Course 4 · Week 4 — Omics, fairness, reproducibility

Cheatsheet — biostats_courses

Author

R. Heller

Bulk RNA-seq

library(DESeq2)
dds <- DESeqDataSetFromMatrix(counts, coldata, ~ condition)
dds <- DESeq(dds)
res <- results(dds, contrast = c("condition", "B", "A"))

library(edgeR)
dge <- DGEList(counts, group = coldata$condition)
dge <- calcNormFactors(dge)
design <- model.matrix(~ condition, coldata)
fit <- glmQLFit(estimateDisp(dge, design), design)
qlf <- glmQLFTest(fit, coef = 2)
topTags(qlf)

Package	Distribution	Notes
DESeq2	negative binomial	shrinks LFCs; standard for small cohorts
edgeR	negative binomial	QL-F test has good type-I control
limma-voom	mean-variance weights	fast on very large studies

Enrichment

library(fgsea)
fgsea(pathways, stats = stat_vector, nperm = 10000) |>
  arrange(padj)

# Over-representation with a hypergeometric test
phyper(k - 1, K, N - K, n, lower.tail = FALSE)

Always pre-rank by a signed statistic (log-FC × -log10 p), not by raw p alone.

Single-cell RNA-seq (Seurat pattern)

library(Seurat)
so <- CreateSeuratObject(counts) |>
  NormalizeData() |>
  FindVariableFeatures() |>
  ScaleData() |>
  RunPCA() |>
  FindNeighbors() |>
  FindClusters(resolution = 0.4) |>
  RunUMAP(dims = 1:20)
DimPlot(so)

FDR, knockoffs, replication

Correction	When
Bonferroni	few planned tests, strict control
Benjamini-Hochberg	many tests, accept proportion of false discoveries
Knockoffs	controlled variable selection with FDR
Permutation / SEA	small n, non-standard models

p.adjust(pvals, method = "BH")

Replication crisis shorthand: pre-register + report effect sizes + share data. Power, not p-values.

TRIPOD-AI + fairness

TRIPOD-AI extends TRIPOD for prediction models built with ML.
Report: data provenance, training/evaluation splits, subgroup performance, calibration, external validation.
Fairness: stratify AUC / calibration by sex, ancestry, age bands. Disparities in calibration are often larger than in AUC.

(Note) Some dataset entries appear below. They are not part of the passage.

PR #307, opened 2018-05-31
Fixed a bug in database_files_update.pl. 

cmadjar:
Gets rid of the final / if it exists in the data_dir path given in the Config module.

Redmine ticket: https://redmine.cbrain.mcgill.ca/issues/14234

### DIFF
--- a/tools/database_files_update.pl
+++ b/tools/database_files_update.pl
@@ -67,9 +67,8 @@ if  (!$profile) {
 my $dbh     =   &NeuroDB::DBI::connect_to_db(@Settings::db);
 
 # these settings are in the database and can be set in the Configuration module of LORIS
-my $data_dir = &NeuroDB::DBI::getConfigSetting(
-                    \$dbh,'dataDirBasepath'
-                    );
+my $data_dir = &NeuroDB::DBI::getConfigSetting(\$dbh,'dataDirBasepath');
+$data_dir =~ s/\/$//;
 
 # Needed for log file
 my  $log_dir    =   "$data_dir/logs";


cmadjar:
> I did not test but I don't see any reason why this wouldn't work.

I tested just in case and it indeed worked :)

MounaSafiHarab:
@cmadjar 
19.2? 
the only comment I have here is what happens to other scripts needing this variable? do they all add the `/` ?

cmadjar:
> 19.2?
@MounaSafiHarab As you wish. Technically, it is a bug fix so it could be nice to release it soon but at the same time, it is a tool script that probably nobody uses... I'm fine either way.

> the only comment I have here is what happens to other scripts needing this variable? do they all add the / ?
actually, I realized this bug while testing the imaging pipeline with data_dir ending with a / and the only scripts that failed were:
- database_files_update.pl that I tested for the documentation I think?
- DTIPrep_pipeline and DTIPrepRegister that I tend to be the only one to test ;) See PR #308

MounaSafiHarab:
> database_files_update.pl that I tested for the documentation I think?
> DTIPrep_pipeline and DTIPrepRegister that I tend to be the only one to test ;) See PR #308

never mind my comment. I just looked at your changes and you are removing it in the specific scripts themselves. I thought it was being changed in the Config which is why I was worried about other scripts using this value when I know they worked (and I do have a traling `/` in this path).

MounaSafiHarab:
works perfectly well!
I manually added the $data_dir to one of the files in my files table and ran the script before your changes (nothing changed at all) ; and after your changes, and indeed the filepath strips out the $data_dir now.

PR #308, opened 2018-05-31
Removing trailing / of data_dir in DTIPrep_pipeline and DTIPrepRegister scripts

cmadjar:
DTIPrepRegister.pl and DTIPrep_pipeline.pl crashes when there is a trailing / in the data_dir variable set in the Config module. This PR removes the trailing / when it exists from the data_dir variable.

Redmine ticket: https://redmine.cbrain.mcgill.ca/issues/14351


MounaSafiHarab:
I did not test this one, but I went through the changes, you seem to be doing exactly like PR #307 (which I tested), plus removing the multi-lines which bother you! so all good; merging.

p.s: still curious why this extra `/` fails the script :) We have it in `minc_insertion.pl` for example, and it is all good.

PR #311, opened 2018-06-01
Select statements in the new database framework now return a reference to an array of hash references.

nicolasbrossard:
When a `SELECT` statement is executed with the new database framework, a reference to an array of hash references is returned. The key/value pairs of this hash are the column names (as specified in the `SELECT` statement) and their values. This consequently modifies the behaviour of all object brokers. 

Basically, in the past you had code like:

```perl
# First array: what you want
# Second array: constraints in the where clause
$r = $objectBroker->get( ['col1', 'col4', 'col12'], { col2 => 'nbro', col7 => 5 });

 # col12 is accessed using its column index in the get call
$col12ForFourthRecord = $r->[3]->[2];   
```    

Whereas now, you would see:

```perl
# First array: what you want
# Second array: constraints in the where clause
$r = $objectBroker->get( ['col1', 'col4', 'col12'], { col2 => 'nbro', col7 => 5 });

 # col12 is accessed directly
$col12ForFourthRecord = $r->[3]->{'col12'};   
```

### DIFF
--- a/dicom-archive/updateMRI_Upload.pl
+++ b/dicom-archive/updateMRI_Upload.pl
@@ -100,8 +100,6 @@ use File::Basename;
 use lib "$FindBin::Bin";
 use DICOM::DICOM;
 
-use NeuroDB::MRI;
-
 use NeuroDB::Database;
 use NeuroDB::DatabaseException;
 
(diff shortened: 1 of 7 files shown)


dicom-archive/updateMRI_Upload.pl
```diff
@@ -235,6 +237,9 @@ =head1 AUTHORS
 );
 $db->connect();
 
+my $xxxxx = &NeuroDB::MRI::scan_type_text_to_id('scout', $db);
+my $yyyyy = &NeuroDB::MRI::scan_type_id_to_text(52, $db);
```
cmadjar: not sure I understand what those two lines are for. Maybe you added them for testing MRI.pm and forgot to remove them? If so, I guess the use NeuroDB::MRI is not necessary as well in line 103.

nicolasbrossard: Arghh!!! The perils of issuing a PR at 10PM...I'll remove this

PR #313, opened 2018-06-01
Perldoc harmonization

cmadjar:
**Takes care of harmonizing the perl documentation:**
- remove empty todo sections and empty bugs sections
- harmonize /data/project/data/ to be /data/$PROJECT/data
- harmonize authorship for the LORIS team
- try to follow this pull request (#226) for the TODO section; i.e. use this: "Fix comments written as #fixme in the code." whenever appropriate in other scripts
- logHeader() function documented consistently (check #237 versus #246)
- ensure that all tables and variables and paths to files are written in a C<> format 
- consistent INPUT vs INPUTS in Methods
- consistency in the (constructor) method 
- INPUTS to functions when many inputs exist are now documented with (...), Nicolas raised this in this PR: #300; so PERHAPS reconsider revisiting all scripts to list all inputs anyway? (done)

Note: the .md files are not created yet. Writing a script to automatically create perldoc becomes I don't feel doing it by hand (the script will be committed in a separate PR and could be run before each release so that if we forget to update a MD file in a PR, we can always mass run the creation of MD files) 

Associated redmine ticket: https://redmine.cbrain.mcgill.ca/issues/13688

PR #314, opened 2018-06-01
Creation of a tool script that creates all .md documentation from the perl scripts

cmadjar:
To run the tool:
`perl tools/mass_perldoc_md_creation.pl -profile prod`
or 
`perl tools/mass_perldoc_md_creation.pl -profile prod -verbose` if wants to run it with verbose option

This script can then be run in preparation of each release to make sure all the .md documentation has been updated. If new files have been added to a given release, then will need to include it in the `@script_list` variable set at the beginning of the script.


tools/mass_perldoc_md_creation.pl
```diff
@@ -0,0 +1,176 @@
+#!/usr/bin/perl -w
```
nicolasbrossard: I would be in favour of simplifying the script. I would get rid of `@script_list`: no need to explicitly list (and maintain) the list of scripts/modules when a Unix `find` command can do this for you. What do you think?

MounaSafiHarab: I would tend to agree with @cmadjar simply because we do not have all the files perl documented properly.
It is a bit like Travis where we add the .js files to run npm compile and phpcs on the php scripts; but those are ran on files manually added... so it gives us flexibility to exclude some if need be.

MounaSafiHarab:
one comment I have:
once PR#313 is merged, cna you please include, in this PR, the script after you ran it and attach all the `.md files`? or were you planning on doing it in a separate PR?
because this step has to be done before release, in case any new modified `.md` files are generated so they can be added to the released branch.

tools/mass_perldoc_md_creation.pl
```diff
@@ -0,0 +1,176 @@
...
+
+=pod
+
+=head1 NAME
+
+mass_perldoc_md_creation.pl -- Script to mass produce the .md files derived
```
MounaSafiHarab: perhaps C<> for `.md`?

tools/mass_perldoc_md_creation.pl
```diff
@@ -0,0 +1,176 @@
...
+Available options are:
+
+-profile: name of the config file in C<../dicom-archive/.loris_mri>
+
+-verbose: be verbose (boolean)
+
+
+=head1 DESCRIPTION
+
+This script will need to be run once per release to make sure the .md files
```
MounaSafiHarab: here too for `.md` if you opted for the C<> option above

tools/mass_perldoc_md_creation.pl
```diff
@@ -0,0 +1,176 @@
...
+derived from the documentation of the perl scripts and libraries are updated.
+
+If any new script have been added to a given release, make sure to include it
+in the variable called @script_list at the beginning of the script.
```
MounaSafiHarab: C<> for `@scripts`

tools/mass_perldoc_md_creation.pl
```diff
@@ -0,0 +1,176 @@
...
+This script will need to be run once per release to make sure the .md files
+derived from the documentation of the perl scripts and libraries are updated.
+If any new script have been added to a given release, make sure to include it
+in the variable called \@script_list at the beginning of the script.
+
+Documentation: perldoc mass_perldoc_md_creation.pl
+
+HELP
+my $Usage = <<USAGE;
+usage: tools/mass_perldoc_md_creation.pl -profile \$profile
```
MounaSafiHarab: perhaps add the word `perl` before `tools/mass...`

tools/mass_perldoc_md_creation.pl
```diff
@@ -0,0 +1,176 @@
...
+my @md_list  = map { $md_path . basename($_, @suffixes) . ".md"} @script_list;
+
+
+
+## loop through script array and create the .md files using pod2markdown
+for my $index (0 .. $#script_list) {
+    my $script  = $script_list[$index];
+    my $md_file = $md_list[$index];
+    my $command =  "pod2markdown $script $md_file";
+    print $command if $verbose;
```
MounaSafiHarab: add a line break as otherwise, your screen will look like this:

screen

MounaSafiHarab:
tested it and it works well!
nice tool.

But perhaps one useful feature, if not too complicated to add, is it possible if the script outputs a list of files that were changed so it is easy for us to simply run `git add` on those?

cmadjar:
> once PR #313 is merged, cna you please include, in this PR, the script after you ran it and attach 

> all the .md files? or were you planning on doing it in a separate PR?
because this step has to be done before release, in case any new modified .md files are generated so they can be added to the released branch.

Haha, that answers the question I just asked on PR #313. Sure I will create the .md file once PR #313 is merged and append it to this PR

tools/mass_perldoc_md_creation.pl
cmadjar: done

tools/mass_perldoc_md_creation.pl
cmadjar: done

tools/mass_perldoc_md_creation.pl
cmadjar: done

tools/mass_perldoc_md_creation.pl
cmadjar: done

tools/mass_perldoc_md_creation.pl
cmadjar: done

cmadjar:
> But perhaps one useful feature, if not too complicated to add, is it possible if the script outputs a list of files that were changed so it is easy for us to simply run git add on those?

oh yeeees, great idea!! I've added that functionality. Thank you for suggesting it!!!

@nicolasbrossard @MounaSafiHarab ready for another review. :)

MounaSafiHarab:
Same comment as the previous PR; just added the tag as it is going to minor and it is good to have it in 19.2... so this tag is for us @cmadjar to decide what is best without forgetting the branch/milestone inconsitency

tools/mass_perldoc_md_creation.pl
```diff
@@ -0,0 +1,182 @@
...
+
+## create the list of md file based on @script_list and change extension to .md
+my $md_path  = $loris_mri_path . '/docs/scripts_md/';
+my @suffixes = (".pl", ".pm");
+my @md_list  = map { $md_path . basename($_, @suffixes) . ".md"} @script_list;
+
+
+
+## loop through script array and create the .md files using pod2markdown
+my $git_add = "git add";
```
MounaSafiHarab: A note for me:
it is fair to assume that `git` is installed since this is how the `readme` tells projects to install Loris-MRI,
so I think we r all good here

MounaSafiHarab:
> oh yeeees, great idea!! I've added that functionality. Thank you for suggesting it!!!

so the `git add` command feature you added will add everything (even if the .md file did not change).
But I guess this is Okay?

tools/mass_perldoc_md_creation.pl
MounaSafiHarab: still not working, but It is because you append with `. '\n'`
tried it with `"\n"` and it works (double instead of single quotation)

cmadjar:
> so the git add command feature you added will add everything (even if the .md file did not change). But I guess this is Okay?

Actually, if you do a `git add` of a file that did not change, it won't do anything (just tried it) so it should be OK to do a massive `git add`. It will only indeed add the ones that changed.

tools/mass_perldoc_md_creation.pl
cmadjar: @MounaSafiHarab Thanks! This should be resolved now.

Reproducibility at scale with `targets`

# _targets.R
library(targets)
tar_option_set(packages = c("tidyverse"))
list(
  tar_target(raw, read_csv("data/raw.csv")),
  tar_target(clean, clean_data(raw)),
  tar_target(fit, fit_model(clean)),
  tar_target(report, quarto::quarto_render("report.qmd"))
)

Rscript -e 'targets::tar_make()'

Decision rule for Week 4

Bulk DE → DESeq2 for small samples, edgeR/limma for large.
Many hypotheses → BH by default; knockoffs for variable selection.
scRNA-seq → Seurat pipeline with batch correction + cluster annotation.
ML prediction model → TRIPOD-AI + subgroup analysis.
Any multi-step analysis → targets pipeline.

Common pitfalls

Running DE on a pathway-level aggregate rather than gene-level.
Cherry-picking a pathway database post-hoc.
Over-clustering scRNA-seq data until “known” groups appear.
Calling an ML model “fair” after checking only overall AUC.
Submitting a paper without a sessionInfo() or a lock file.